--- START ---

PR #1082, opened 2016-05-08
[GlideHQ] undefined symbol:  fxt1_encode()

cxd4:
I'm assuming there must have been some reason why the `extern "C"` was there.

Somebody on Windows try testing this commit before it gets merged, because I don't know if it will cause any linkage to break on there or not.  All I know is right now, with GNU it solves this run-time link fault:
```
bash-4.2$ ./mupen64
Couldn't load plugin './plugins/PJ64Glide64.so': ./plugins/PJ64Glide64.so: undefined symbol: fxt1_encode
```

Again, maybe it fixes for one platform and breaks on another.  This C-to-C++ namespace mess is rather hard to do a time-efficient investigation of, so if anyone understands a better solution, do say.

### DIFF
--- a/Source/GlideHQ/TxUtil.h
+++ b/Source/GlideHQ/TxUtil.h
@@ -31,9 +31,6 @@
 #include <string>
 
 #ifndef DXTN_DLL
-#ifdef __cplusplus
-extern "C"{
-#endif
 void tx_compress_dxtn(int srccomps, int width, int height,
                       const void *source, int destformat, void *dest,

--- END ---
--- START ---

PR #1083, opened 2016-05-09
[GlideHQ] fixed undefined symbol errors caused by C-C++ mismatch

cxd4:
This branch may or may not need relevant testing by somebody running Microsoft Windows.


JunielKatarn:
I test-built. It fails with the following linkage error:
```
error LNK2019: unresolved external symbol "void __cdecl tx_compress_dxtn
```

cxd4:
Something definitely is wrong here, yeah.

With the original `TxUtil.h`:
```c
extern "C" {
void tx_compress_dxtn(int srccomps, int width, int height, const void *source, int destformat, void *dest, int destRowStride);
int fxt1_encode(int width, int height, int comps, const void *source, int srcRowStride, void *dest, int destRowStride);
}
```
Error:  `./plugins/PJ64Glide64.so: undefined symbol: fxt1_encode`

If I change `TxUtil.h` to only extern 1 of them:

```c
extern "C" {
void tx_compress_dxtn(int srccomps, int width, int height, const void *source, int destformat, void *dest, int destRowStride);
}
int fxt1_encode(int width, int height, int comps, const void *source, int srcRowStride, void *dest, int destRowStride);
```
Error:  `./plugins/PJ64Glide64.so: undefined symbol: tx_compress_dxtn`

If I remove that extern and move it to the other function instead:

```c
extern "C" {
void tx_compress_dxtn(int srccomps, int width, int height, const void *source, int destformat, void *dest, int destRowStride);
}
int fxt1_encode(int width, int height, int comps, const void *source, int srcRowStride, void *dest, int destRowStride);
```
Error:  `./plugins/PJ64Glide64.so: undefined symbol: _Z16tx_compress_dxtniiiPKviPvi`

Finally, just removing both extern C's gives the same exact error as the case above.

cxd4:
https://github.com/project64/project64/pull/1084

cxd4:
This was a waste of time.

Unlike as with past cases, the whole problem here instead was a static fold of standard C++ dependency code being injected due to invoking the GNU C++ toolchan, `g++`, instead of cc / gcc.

--- END ---
--- START ---

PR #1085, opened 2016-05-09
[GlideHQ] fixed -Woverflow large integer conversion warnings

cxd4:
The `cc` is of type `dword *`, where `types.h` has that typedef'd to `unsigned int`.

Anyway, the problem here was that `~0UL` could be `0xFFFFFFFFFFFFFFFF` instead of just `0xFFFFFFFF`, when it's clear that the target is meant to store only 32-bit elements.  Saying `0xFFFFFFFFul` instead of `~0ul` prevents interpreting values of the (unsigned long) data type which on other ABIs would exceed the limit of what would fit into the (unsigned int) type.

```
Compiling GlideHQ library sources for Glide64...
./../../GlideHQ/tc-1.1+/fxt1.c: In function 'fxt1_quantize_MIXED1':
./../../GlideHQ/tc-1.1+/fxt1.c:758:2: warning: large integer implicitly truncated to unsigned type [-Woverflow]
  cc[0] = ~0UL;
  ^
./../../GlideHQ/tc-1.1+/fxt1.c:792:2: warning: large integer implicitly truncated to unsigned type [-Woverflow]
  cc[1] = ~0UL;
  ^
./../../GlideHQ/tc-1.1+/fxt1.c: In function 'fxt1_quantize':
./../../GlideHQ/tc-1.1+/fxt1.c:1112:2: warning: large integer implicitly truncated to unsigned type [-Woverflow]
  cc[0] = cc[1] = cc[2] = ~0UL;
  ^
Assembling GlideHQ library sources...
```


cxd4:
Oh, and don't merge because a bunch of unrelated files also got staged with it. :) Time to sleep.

--- END ---

# Brief
When a line among the entries above contains "function", copy it.

# Output below
If I remove that extern and move it to the other function instead:
./../../GlideHQ/tc-1.1+/fxt1.c: In function 'fxt1_quantize_MIXED1':
./../../GlideHQ/tc-1.1+/fxt1.c: In function 'fxt1_quantize':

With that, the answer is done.